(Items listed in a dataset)
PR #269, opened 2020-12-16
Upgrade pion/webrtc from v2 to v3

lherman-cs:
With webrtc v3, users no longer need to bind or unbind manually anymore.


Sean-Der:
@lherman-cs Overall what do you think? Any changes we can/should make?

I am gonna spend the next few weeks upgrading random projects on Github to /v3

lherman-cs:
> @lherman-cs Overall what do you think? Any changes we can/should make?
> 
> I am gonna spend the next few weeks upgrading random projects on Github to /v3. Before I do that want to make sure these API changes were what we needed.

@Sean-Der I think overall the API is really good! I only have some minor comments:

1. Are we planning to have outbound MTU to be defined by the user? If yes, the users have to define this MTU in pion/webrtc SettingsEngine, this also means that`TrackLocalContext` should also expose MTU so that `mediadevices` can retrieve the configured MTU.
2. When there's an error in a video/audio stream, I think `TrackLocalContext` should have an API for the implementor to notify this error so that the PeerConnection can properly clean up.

* * *

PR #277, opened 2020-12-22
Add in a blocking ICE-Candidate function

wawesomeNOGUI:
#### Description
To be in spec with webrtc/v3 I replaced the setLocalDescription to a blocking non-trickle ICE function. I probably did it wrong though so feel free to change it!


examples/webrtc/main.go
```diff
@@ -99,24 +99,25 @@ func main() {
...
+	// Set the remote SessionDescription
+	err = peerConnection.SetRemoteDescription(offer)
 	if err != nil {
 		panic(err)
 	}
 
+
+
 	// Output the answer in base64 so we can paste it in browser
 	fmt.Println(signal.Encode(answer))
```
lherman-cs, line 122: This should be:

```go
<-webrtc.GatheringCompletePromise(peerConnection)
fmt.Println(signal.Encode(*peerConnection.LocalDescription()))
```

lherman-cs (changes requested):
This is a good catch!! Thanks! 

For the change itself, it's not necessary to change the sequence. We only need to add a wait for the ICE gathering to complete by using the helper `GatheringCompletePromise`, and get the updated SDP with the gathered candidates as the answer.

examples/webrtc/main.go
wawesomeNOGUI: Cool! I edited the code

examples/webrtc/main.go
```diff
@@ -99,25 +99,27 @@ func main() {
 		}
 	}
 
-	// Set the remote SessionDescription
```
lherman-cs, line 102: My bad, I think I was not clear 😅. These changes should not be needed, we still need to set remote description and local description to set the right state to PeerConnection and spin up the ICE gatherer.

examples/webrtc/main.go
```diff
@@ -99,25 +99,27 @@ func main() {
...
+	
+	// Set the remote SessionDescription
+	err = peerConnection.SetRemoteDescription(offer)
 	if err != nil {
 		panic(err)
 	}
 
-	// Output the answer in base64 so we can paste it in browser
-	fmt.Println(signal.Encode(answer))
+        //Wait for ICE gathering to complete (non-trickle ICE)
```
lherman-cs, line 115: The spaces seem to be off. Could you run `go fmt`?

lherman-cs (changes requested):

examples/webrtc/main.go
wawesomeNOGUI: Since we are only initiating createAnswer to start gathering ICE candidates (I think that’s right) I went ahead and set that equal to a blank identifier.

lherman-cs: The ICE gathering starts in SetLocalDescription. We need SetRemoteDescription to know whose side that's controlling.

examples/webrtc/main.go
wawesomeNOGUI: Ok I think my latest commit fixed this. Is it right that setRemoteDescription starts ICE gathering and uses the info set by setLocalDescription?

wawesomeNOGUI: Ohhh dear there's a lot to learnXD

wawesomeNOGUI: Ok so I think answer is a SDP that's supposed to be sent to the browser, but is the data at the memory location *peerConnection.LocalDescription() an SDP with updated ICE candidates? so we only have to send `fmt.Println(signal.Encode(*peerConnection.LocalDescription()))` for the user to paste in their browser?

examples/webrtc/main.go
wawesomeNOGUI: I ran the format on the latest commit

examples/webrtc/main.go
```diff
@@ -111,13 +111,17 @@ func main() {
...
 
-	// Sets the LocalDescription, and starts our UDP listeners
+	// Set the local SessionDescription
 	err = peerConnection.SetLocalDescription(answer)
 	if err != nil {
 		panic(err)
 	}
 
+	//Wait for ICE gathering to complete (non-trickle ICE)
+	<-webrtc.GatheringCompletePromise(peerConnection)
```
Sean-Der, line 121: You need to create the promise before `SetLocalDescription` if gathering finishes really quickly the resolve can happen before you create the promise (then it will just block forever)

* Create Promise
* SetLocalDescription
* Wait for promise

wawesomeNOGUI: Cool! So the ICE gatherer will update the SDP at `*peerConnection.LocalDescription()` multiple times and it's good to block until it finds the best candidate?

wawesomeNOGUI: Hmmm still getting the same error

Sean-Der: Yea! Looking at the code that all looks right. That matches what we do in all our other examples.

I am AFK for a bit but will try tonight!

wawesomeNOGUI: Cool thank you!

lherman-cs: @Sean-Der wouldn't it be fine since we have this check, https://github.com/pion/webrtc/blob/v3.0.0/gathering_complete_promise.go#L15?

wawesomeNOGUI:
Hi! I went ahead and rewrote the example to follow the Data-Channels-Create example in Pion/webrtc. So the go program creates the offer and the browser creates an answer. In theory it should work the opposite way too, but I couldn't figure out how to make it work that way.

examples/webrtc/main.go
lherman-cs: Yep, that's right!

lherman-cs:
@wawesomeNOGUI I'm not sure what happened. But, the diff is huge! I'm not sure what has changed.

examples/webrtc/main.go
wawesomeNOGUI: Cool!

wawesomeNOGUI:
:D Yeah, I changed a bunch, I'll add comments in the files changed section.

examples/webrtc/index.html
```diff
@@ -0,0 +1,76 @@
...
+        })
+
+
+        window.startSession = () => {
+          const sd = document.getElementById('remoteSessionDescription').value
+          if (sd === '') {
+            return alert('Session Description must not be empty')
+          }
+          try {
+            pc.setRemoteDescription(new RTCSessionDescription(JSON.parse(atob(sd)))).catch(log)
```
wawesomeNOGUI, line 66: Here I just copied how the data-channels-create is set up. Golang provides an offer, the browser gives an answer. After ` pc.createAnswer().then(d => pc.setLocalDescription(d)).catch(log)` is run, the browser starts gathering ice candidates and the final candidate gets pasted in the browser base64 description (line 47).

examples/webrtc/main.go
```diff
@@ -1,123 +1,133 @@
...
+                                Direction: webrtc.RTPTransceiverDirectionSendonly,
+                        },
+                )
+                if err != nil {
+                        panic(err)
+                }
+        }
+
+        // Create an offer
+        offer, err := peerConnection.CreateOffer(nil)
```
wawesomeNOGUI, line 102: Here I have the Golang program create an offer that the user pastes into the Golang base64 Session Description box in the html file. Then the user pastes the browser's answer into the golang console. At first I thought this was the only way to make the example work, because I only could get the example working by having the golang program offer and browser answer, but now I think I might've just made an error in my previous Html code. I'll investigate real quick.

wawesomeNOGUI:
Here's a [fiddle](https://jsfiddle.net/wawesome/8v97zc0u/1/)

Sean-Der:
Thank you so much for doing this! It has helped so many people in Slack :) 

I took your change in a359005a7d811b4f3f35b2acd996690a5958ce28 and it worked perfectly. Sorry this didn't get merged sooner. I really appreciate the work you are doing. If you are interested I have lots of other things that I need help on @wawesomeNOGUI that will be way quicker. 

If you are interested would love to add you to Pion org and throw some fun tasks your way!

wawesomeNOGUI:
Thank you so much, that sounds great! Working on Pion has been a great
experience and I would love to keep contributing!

...

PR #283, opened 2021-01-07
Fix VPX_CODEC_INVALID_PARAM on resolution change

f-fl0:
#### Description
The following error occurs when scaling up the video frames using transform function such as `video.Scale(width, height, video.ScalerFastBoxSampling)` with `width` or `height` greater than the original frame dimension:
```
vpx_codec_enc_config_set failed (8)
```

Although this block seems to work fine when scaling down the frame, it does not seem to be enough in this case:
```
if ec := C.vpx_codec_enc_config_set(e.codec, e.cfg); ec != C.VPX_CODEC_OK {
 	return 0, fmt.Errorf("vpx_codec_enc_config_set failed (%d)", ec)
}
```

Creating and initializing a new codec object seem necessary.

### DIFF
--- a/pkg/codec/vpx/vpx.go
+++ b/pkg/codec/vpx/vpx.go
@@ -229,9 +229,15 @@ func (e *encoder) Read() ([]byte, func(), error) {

**Assignment:**
Retrieve each line of the data in which the word "scaling" can be found.

**Written solution:**
The following error occurs when scaling up the video frames using transform function such as `video.Scale(width, height, video.ScalerFastBoxSampling)` with `width` or `height` greater than the original frame dimension:
Although this block seems to work fine when scaling down the frame, it does not seem to be enough in this case:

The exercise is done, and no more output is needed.